A meaner, more unforgiving Media Guy might use words like wretched, deplorable and maybe even putrid in describing our crummy accounts payable guy's latest inappropriate comments. Have I mentioned how I want to torch the smugness from Bob’s smiling grill with a flamethrower before? Yeah, probably so; back to the mouse.

As explain to Miya that we have to get rid of him, we notice he’s rolled onto its side where the glue’s really locked him down. “How will you get rid of it?” she pleads. Before I can answer she belts out, “I don’t want to know, I can’t stand watching this,” as she throws up her hands and barrels past Allison.

Equipped with a linen napkin, Allison transports the shrieking cargo to the back alley. Once outside Dr. Allison moves into Grey’s Anatomy Mode sizing up the mouse’s medical situation. (I’m glad her Thursday nights watching ABC are productive.) She gives him a gentle prod and it cries in pain. I feel a dull ache spread across my chest. He’s stuck and there’s no way to free him. She says there’s only one thing to do.
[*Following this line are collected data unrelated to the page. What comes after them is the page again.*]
PR #4086, opened 2026-06-09
fix(send): prevent Continue button flicker when amount equals balance

### LINKED ISSUE #4085: [Fix] Continue button flickers enabled when send amount equals balance [Send form]
# [Fix] Continue button flickers enabled when send amount equals balance [Send form]

## Problem
On the Send form, when the amount is set to exactly the full available balance (or via Max), editing the MEMO field briefly enables the **Continue** button before it flips back to "Insufficient balance" and disables again. Reproducible whenever the amount falls in the `[balance - fee, balance]` range. Observed on QBTC but the logic is chain-agnostic (shared `@core/ui` send form).

## Expected Behavior
Continue should stay disabled (showing the insufficient-balance error) or briefly show a loading state — it must never momentarily enable when the amount is not actually sendable.

## Steps to Reproduce
1. Open the Send form for a fee coin (e.g. QBTC).
2. Set the amount to exactly the full available balance.
3. Type into the MEMO field.
4. Observe Continue enable for a moment, then disable again.

## Root Cause
The fee-estimate query (`useSendFeeEstimateQuery`) includes `memo` in its `queryKey`, so each memo keystroke triggers a refetch and `feeEstimateQuery.data` momentarily becomes `undefined`. In `validateSendForm`, when `fee == null` the validation falls back to the `amount > balance` branch, which is **false** for an exactly-equal amount — so the form transiently reports "valid". Once the new fee resolves, `amount + fee > balance` is true again and the error returns.

## Solution
1. Add `placeholderData: keepPreviousData` to `useSendFeeEstimateQuery` so the previously-known fee is retained during refetches (memo edits) instead of dropping to `undefined`. Matches the existing pattern in `useSwapQuoteQuery`.
2. In `useSendValidationQuery`, keep the form in a `pending` state (rather than reporting it valid) while a fee coin's fee estimate is still unknown — closing the same class of bug on the very first load before any fee has resolved.

### Must Do
- [ ] Retain previous fee estimate during refetch (`keepPreviousData`)
- [ ] Treat a fee-coin send as not-yet-valid while its fee is unknown

### Must NOT Do
- Don't change the fee-estimate input to use the entered amount instead of balance (intentional stable max-fee estimate)
- Don't refactor unrelated send-form logic

## Acceptance Criteria
- [ ] With amount == balance, editing MEMO does not momentarily enable Continue
- [ ] Continue still enables normally when amount <= balance - fee

Ehsan-saradar:
## Summary

Fixes the Send-form bug where the **Continue** button briefly enables when the amount is set to exactly the full available balance and the user edits the MEMO field — then flips back to "Insufficient balance" and disables again.

Reproducible whenever the amount falls in the `[balance - fee, balance]` range. Observed on QBTC but the logic lives in shared `@core/ui`, so it affects all fee-coin sends.

## Root cause

`useSendFeeEstimateQuery` includes `memo` in its `queryKey`, so each memo keystroke triggers a refetch and `feeEstimateQuery.data` momentarily becomes `undefined`. In `validateSendForm`, when `fee == null` validation falls back to the `amount > balance` branch — which is **false** for an exactly-equal amount — so the form transiently reports "valid" and Continue enables. Once the new fee resolves, `amount + fee > balance` is true again and the error returns.

## Changes

- **`useSendFeeEstimateQuery`** — add `placeholderData: keepPreviousData` so the last known fee is retained during refetches (memo edits) instead of dropping to `undefined`. Matches the existing pattern in `useSwapQuoteQuery`.
- **`useSendValidationQuery`** — keep the form in a `pending` state while a fee coin's fee estimate is still unknown, so Continue stays disabled (not falsely valid) on first load before any fee has resolved.

## Testing

- `yarn typecheck` and `yarn lint` pass.
- Built the extension and manually verified on the QBTC Send form: with amount == balance, editing MEMO no longer momentarily enables Continue; it still enables normally when amount <= balance - fee.

Closes #4085

## Release Notes

* **Bug Fixes**
  * Improved fee data display during send transactions by maintaining previous estimates while new data loads, reducing UI flicker.
  * Enhanced send form validation to remain pending until all required fee information is available before processing.

### DIFF
--- a/core/ui/vault/send/queries/useSendFeeEstimateQuery.ts
+++ b/core/ui/vault/send/queries/useSendFeeEstimateQuery.ts
@@ -5,7 +5,7 @@ import {
   useCurrentVaultNullablePublicKey,
 } from '@core/ui/vault/state/currentVault'
 import { noRefetchQueryOptions } from '@lib/ui/query/utils/options'
-import { useQuery } from '@tanstack/react-query'
+import { keepPreviousData, useQuery } from '@tanstack/react-query'
 import { extractAccountCoinKey } from '@vultisig/core-chain/coin/AccountCoin'
 import { BuildKeysignPayloadError } from '@vultisig/core-mpc/keysign/error'
 import { getSendFeeEstimate } from '@vultisig/core-mpc/keysign/send/getSendFeeEstimate'
@@ -54,6 +54,7 @@ export const useSendFeeEstimateQuery = () => {
     ],
     queryFn: () => getSendFeeEstimate(input!),
     enabled: !!receiver && balance != null && input != null,
+    placeholderData: keepPreviousData,
     ...noRefetchQueryOptions,
     retry: (failureCount, error) => {
       if (error instanceof BuildKeysignPayloadError) {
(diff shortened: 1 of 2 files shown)


johnnyluo (approved):
LGTM

PR #4098, opened 2026-06-10
Show non-native Cosmos dApp fees in approvals

### LINKED ISSUE #4097: applyCosmosFeeFromSignData silently no-ops on non-native fee denom → Network Fee row can disagree with what user pays
# WIN-WL4 (Low): `applyCosmosFeeFromSignData` silently no-ops on non-native fee denom → Network Fee row can disagree with what the user pays

## Observed
On the dApp keysign approval popup for a cosmos-kind tx, the Network Fee row is reconciled from the dApp-signed `signData`. When the dApp pays its fee in a **non-native** denom (a multi-denom or IBC-token fee the proto's single `uint64` can't represent), the reconciliation silently bails and leaves the chain-default estimate in place. Result: a display-vs-reality gap on a fund-moving approval screen — the user sees one fee, the chain deducts another.

## Cause
`core/inpage-provider/popup/view/resolvers/sendTx/keysignPayload/applyCosmosFeeFromSignData.ts` L85-106:
```ts
const signedFee = sumFeeAmountForCosmosChainFeeDenom({ amounts: feeAmounts, chain })
if (signedFee === null) return            // <- non-native / multi-denom fee → no-op
...
if (blockchainSpecific.case === 'cosmosSpecific') {
  blockchainSpecific.value.gas = signedFee
}
```
`sumFeeAmountForCosmosChainFeeDenom` returns `null` when the signed `fee.amount` isn't in the chain's native fee denom, so the function returns without updating the estimate. The docblock (L73-79) documents this as intentional, but the effect is a silent fee mismatch. The path is reachable for every cosmos dApp tx — `build.ts` L565-566 calls it unconditionally under `isChainOfKind(chain, 'cosmos')`.

## Fix shape
Don't silently fall back to a stale chain-default on the non-native-denom branch. Either (a) surface the actual signed fee with its real denom in the UI even if it can't be collapsed into the proto `uint64` (pass it to the fee-display layer out-of-band), or (b) flag the row as "fee shown by dApp / unable to verify" so the user isn't shown a confidently-wrong native-denom number. At minimum, log/telemetry the no-op so the frequency of the gap is observable.

---

rcoderdev:
Closes #4097

## Summary by CodeRabbit

* **New Features**
  * Enhanced network fee display for Cosmos chains to show non-native dApp fees and switch between estimated vs exact labels when applicable.
  * Centralized extraction and detection for Cosmos dApp-provided fees to improve execute-contract fee handling.

* **Tests**
  * Added tests for non-native Cosmos fee displays, multi-denom concatenation, execute-contract scenarios, and decode-failure resilience.

### DIFF
--- a/core/inpage-provider/popup/view/resolvers/sendTx/components/NetworkFeeSection.tsx
+++ b/core/inpage-provider/popup/view/resolvers/sendTx/components/NetworkFeeSection.tsx
@@ -1,3 +1,4 @@
+import { getNonNativeDappCosmosFeeDisplay } from '@core/inpage-provider/popup/view/resolvers/sendTx/keysignPayload/dappCosmosFee'
 import { ManageEvmFee } from '@core/inpage-provider/popup/view/resolvers/sendTx/ManageEvmFee'
 import { usePopupInput } from '@core/inpage-provider/popup/view/state/input'
 import { useAssertWalletCore } from '@core/ui/chain/providers/WalletCoreProvider'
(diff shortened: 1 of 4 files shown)


johnnyluo (approved):
LGTM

Placing him down on the pavement, she covers his head and puts it out of his misery. The squeaking stops. R.I.P. Mr. Wrong Place, Wrong Time Field Mouse. A moment of silence is followed by a quick prayer.

Seconds later, as I’m washing up an inconvenient thought pops into my head. Did we kill that mouse because it was the right thing to do or did we kill it because we couldn’t stand to see it suffer? If I could ask the mouse to evaluate Allison’s Dr. Grey persona, what would his reaction be? He might be unhappy she decided to crush his head so quickly. Good gawd, over thinking must be a family trait.

As Allison and I set up for the pitch, any negative feelings I had about killing the mouse dissipate quickly. He might have been a cute little thing, but he’s got a thousand brothers and sisters waiting to take his place. Carriers of grime and sickness, mice have no place in the office. There’s nothing cute about Hantavirus. A rodent problem can shut scare the bejeesus out of everyone.

In this case I prefer to dwell on the positive, and the excitement that comes with knowing there is no tomorrow, as our rodent encounter illustrated. Onto the pitch knowing that once again when your physical fitness quotient is higher you improve mental focus and reduce anxiety. And your cape flows like it should.

That’s a relief because these food and beverage people are tough to please.